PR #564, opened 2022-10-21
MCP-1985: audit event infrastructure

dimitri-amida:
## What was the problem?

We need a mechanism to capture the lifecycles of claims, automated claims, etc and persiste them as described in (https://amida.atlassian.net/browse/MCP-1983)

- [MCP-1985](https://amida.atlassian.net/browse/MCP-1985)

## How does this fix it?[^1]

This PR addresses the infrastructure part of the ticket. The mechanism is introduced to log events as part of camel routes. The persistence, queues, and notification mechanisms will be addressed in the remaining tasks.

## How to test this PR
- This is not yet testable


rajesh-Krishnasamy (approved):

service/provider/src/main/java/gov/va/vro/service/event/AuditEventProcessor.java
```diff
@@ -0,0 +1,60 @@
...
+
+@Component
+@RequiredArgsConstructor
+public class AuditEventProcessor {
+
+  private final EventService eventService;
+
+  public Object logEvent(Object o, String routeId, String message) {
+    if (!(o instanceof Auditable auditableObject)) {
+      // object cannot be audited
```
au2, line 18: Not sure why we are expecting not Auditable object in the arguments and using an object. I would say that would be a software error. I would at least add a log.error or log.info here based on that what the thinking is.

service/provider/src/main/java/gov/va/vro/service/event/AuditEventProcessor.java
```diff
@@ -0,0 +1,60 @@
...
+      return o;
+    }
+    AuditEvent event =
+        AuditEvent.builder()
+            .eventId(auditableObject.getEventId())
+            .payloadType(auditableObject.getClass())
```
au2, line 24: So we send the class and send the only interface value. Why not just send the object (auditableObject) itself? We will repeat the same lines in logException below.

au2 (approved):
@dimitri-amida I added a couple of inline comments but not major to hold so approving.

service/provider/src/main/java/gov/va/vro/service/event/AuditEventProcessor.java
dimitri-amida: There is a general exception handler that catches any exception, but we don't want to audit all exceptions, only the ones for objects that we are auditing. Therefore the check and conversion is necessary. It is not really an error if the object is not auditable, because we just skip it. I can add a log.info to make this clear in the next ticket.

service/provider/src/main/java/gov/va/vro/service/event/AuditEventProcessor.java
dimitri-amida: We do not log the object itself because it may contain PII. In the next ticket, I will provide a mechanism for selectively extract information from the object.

==*==

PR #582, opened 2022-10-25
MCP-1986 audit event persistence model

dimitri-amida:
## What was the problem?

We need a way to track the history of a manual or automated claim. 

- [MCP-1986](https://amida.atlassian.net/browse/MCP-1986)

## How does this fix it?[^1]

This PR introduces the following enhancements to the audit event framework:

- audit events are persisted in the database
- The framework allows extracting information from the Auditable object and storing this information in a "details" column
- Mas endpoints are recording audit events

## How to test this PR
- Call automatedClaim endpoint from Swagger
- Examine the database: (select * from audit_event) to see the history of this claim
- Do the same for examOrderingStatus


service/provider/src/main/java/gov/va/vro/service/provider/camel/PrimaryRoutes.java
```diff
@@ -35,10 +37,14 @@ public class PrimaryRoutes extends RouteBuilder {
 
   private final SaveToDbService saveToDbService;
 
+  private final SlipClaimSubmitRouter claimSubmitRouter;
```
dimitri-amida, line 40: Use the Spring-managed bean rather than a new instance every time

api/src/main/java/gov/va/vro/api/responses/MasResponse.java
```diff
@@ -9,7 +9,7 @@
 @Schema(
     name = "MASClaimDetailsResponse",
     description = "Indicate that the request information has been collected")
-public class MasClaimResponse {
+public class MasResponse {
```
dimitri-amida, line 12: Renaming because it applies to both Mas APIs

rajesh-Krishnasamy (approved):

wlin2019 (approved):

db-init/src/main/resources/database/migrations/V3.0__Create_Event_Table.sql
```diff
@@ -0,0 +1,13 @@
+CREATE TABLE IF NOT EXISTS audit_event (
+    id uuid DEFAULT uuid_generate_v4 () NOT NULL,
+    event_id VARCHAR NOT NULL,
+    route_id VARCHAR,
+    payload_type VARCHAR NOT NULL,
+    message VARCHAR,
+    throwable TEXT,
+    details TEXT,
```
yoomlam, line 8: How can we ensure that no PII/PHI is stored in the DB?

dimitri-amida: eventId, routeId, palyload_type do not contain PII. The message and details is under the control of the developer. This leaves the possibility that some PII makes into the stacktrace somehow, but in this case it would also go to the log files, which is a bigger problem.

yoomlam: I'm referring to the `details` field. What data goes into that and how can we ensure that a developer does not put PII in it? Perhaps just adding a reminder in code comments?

==*==

Problem statement: Go through the material and copy every line in which the word "error" occurs.

Answer box:
au2, line 18: Not sure why we are expecting not Auditable object in the arguments and using an object. I would say that would be a software error. I would at least add a log.error or log.info here based on that what the thinking is.
dimitri-amida: There is a general exception handler that catches any exception, but we don't want to audit all exceptions, only the ones for objects that we are auditing. Therefore the check and conversion is necessary. It is not really an error if the object is not auditable, because we just skip it. I can add a log.info to make this clear in the next ticket.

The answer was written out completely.